In this thesis, a semi-synthetic AMPs, lin-SB056-1 was investigated for its anti-biofilm and anti-inflammatory ability in ex vivo and in vitro models. In combination with the cation-chelator EDTA, lin-SB056-1 was able to significantly reduce ex vivo the load of P. aeruginosa endogenous in the sputum of patients affected by primary ciliary dyskinesia (PCD). In addition, EDTA markedly reduced in vitro the production of relevant calcium-dependent virulence factors of P. aeruginosa (e.g., pyocyanin, proteases, LasA). These findings point to lin-SB056-1/EDTA as a combinatorial strategy endowed with a dual antimicrobial and anti-virulence action against P. aeruginosa, suggesting its therapeutic potential against chronic airway infections.
Recent studies have shown that the anti-microbial and anti-biofilm activity of lin-SB056-1 are enhanced in its further optimized dendrimeric derivative (lin-SB056-1)2-K. In the present thesis, lin-SB056-1 and (lin-SB056-1)2-K were evaluated in terms of anti-inflammatory properties by demonstrating the ability of both peptides to inhibit LPS-elicited production of pro-inflammatory cytokines. In addition to exerting a considerable anti-bacterial and anti-biofilm activity, (lin-SB056-1)2-K and, in minor extent, lin-SB056-1 were found to efficiently bind P. aeruginosa LPS and reduce LPS-stimulated pro-inflammatory cytokine release, thereby providing considerable potential for the control of pathological inflammatory responses associated with P. aeruginosa infections.

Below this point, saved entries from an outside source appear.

PR #2042, opened 2024-05-15
Add Python requests module to Dockerfile

jlowe:
After #2010 the Python requests module was dropped from the Docker image.  This adds it back.


jlowe:
build

sameerz (approved):

ttnghia (approved):

ttnghia:
This seems not enough. At least we need to add the module `request`:
```
13:57:43      import requests
13:57:43  ModuleNotFoundError: No module named 'requests'
```

jlowe:
I manually verified the requests module can be imported after this change, so my guess is that the CI ran in a stale Docker image.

In conclusion, the results obtained in the present thesis contributed to shed light on several issues related to biofilm-infections. In particular they helped to: i) disclose evidence-based methods to improve the microbiological diagnosis of biofilm-associated and catheter-related bloodstream infections; ii) add important building blocks in our understanding of the reciprocal interaction between human peripheral blood mononuclear cells and biofilms of two major clinically important bacteria (P. aeruginosa and S. epidermidis); iii) evaluate, at a preclinical level, the therapeutic potential of recently described peptides in dampening the excessive pro-inflammatory response that is an hallmark of many biofilm-associated infections.